━━━ Listed records

PR #1092, opened 2019-08-15
Full-Screen console

### LINKED ISSUE #1032: [RFE] webvnc console should have a "full screen" mode
When I tested webvnc console from my smaller screened Chrome book, the page looks a bit dense:
Screenshot 2019-05-22 at 6 20 29 PM

Screenshot 2019-05-22 at 6 31 14 PM

_Originally posted by @sjd78 in https://github.com/oVirt/ovirt-web-ui/issues/490#issuecomment-494998708_

Adding functionality to be able to have the console display take up the full browser window would be a good start.  It does not need to jump from console with the app masthead etc around it to true full screen.  Just taking out the masthead etc would be good.  The user can put their browser in full screen mode themselves to get "true" full screen.

yodem:
Fixes #1032 
'Full Screen console' feature is now available - 

Before:
FullScreen1

After:
FullScreen2


sgratch:
Please review this

lwrigh:
Once the user enters full screen do they have the option to go back to the original screen size?

yodem:
Yes

lwrigh:
Desktop HD
I would suggest adding an alert that lingers for like 5 seconds or so at the top of the screen when the user enters full screen just so they know that they can press the "Esc" button to exit full screen mode.

yodem:
I think that the browser does it by himself

lwrigh:
Can you test it out on all of the browsers just to be sure? There might be some differences depending on the browser.

yodem:
Ok, not all of the browsers pop a notification, but the exit way is to click F11.
So can we perhaps add a tooltip instead of a popup?

yodem:
Ok, and yes F11 is the alternative.

yodem:
Console

this is how it looks now, the notification pop up is toasted only at the first time

bond95:
> Console
> 
> this is how it looks now, the notification pop up is toasted only at the first time

I think it will be better if you set for this alert `position: absolute` and with `top:` property move it slightly lower.

lwrigh:
I would change the message to the one that's pictured in the wireframe and make the toast notification less wide.

sjd78:
ci test please

bond95:
image
@lwrigh

lwrigh:
> image
> @lwrigh

Can the text be left aligned instead of center aligned?

bond95:
@lwrigh 
image

sjd78:
Ok, so the functionality that is implemented is to go from VM Portal with the full mast head + console actions + console to full screen like hitting F11.  Here is my question.  

What about the console taking up the full browser page / tab?  That is what I actually intended in #1032.

@lwrigh , @yodem , @bond95 , @sgratch

lwrigh:
> Ok, so the functionality that is implemented is to go from VM Portal with the full mast head + console actions + console to full screen like hitting F11. Here is my question.
> 
> What about the console taking up the full browser page / tab? That is what I actually intended in #1032.
> 
> @lwrigh , @yodem , @bond95 , @sgratch

Full screen is my mind means taking up the full width of the screen so I would agree with Scott's comment.

bond95:
@lwrigh @sjd78 I don't think that to make console a little bit bigger in tab is so very needed. Because for me full-screen mode means that user will use one console for a long time, that's why I think that full-screen is more useful than full-tab mode.

sjd78:
> @lwrigh @sjd78 I don't think that to make console a little bit bigger in tab is so very needed. Because for me full-screen mode means that user will use one console for a long time, that's why I think that full-screen is more useful than full-tab mode.

@bond95 - For a large screen workstation, full screen may not even be that useful.  Launching a SPICE client is far more performant in that case.  But consider this case (screen shot from a small screen chromebook):
Screenshot 2019-05-22 at 6 31 14 PM

As a user, I would like to see as much of the console as possible but still be able to retain use of the browser tabs etc.  A user can already "F11" the browser to full screen mode, if they like once the console is full page (or fuller paged).

@lwrigh - Can you mockup a "full page" mode based on the above screenshot?  Also, can you ask around the UXD folks to see what they think?

lwrigh:
Desktop HD Copy 11

Here's what I'm thinking the full screen would look like.

sjd78:
> 
> Here's what I'm thinking the full screen would look like.

@lwrigh .. Ok I finally understand the confusion @yodem was having with making the console "full screen".  Your mockup implies changing the zoom and/or aspect ratio in the existing content pane space such that there would be no letter boxing (black bars on top/bottom) or pillar boxing (black bars on left/right).

The current solution that pushes the console to be full screen like hitting F11.  I'm ok with this as it does the job.  (Try using the VNC browser console in cockpit with it can be painful when the resolution on the VM is greater than the available space on the page - it's painful).

src/components/CounterAlert.js
```diff
@@ -0,0 +1,59 @@
...
+    const state = {
+      counter: this.state.counter - 1,
+    }
+    if (this.state.counter <= 0) {
+      clearInterval(this.timer)
+      this.timer = null
+      this.handleDismiss()
+    }
+    this.setState(state)
+  }
```
sjd78: Should probably use the same `decrementCounter` style as in `SessionActivityTracker`, where the checking code is done in the `setState` callback...
https://github.com/oVirt/ovirt-web-ui/blob/840e846f852971d411b6687f7f1f07bac14a5e79/src/components/SessionActivityTracker.js#L40-L56

```jsx
```

isaranova:
LGTM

━━━━━━

## How to complete this task:
All lines above with "Portal" in them should be returned.

## Answer for this exercise:
Ok, so the functionality that is implemented is to go from VM Portal with the full mast head + console actions + console to full screen like hitting F11.  Here is my question.  
> Ok, so the functionality that is implemented is to go from VM Portal with the full mast head + console actions + console to full screen like hitting F11. Here is my question.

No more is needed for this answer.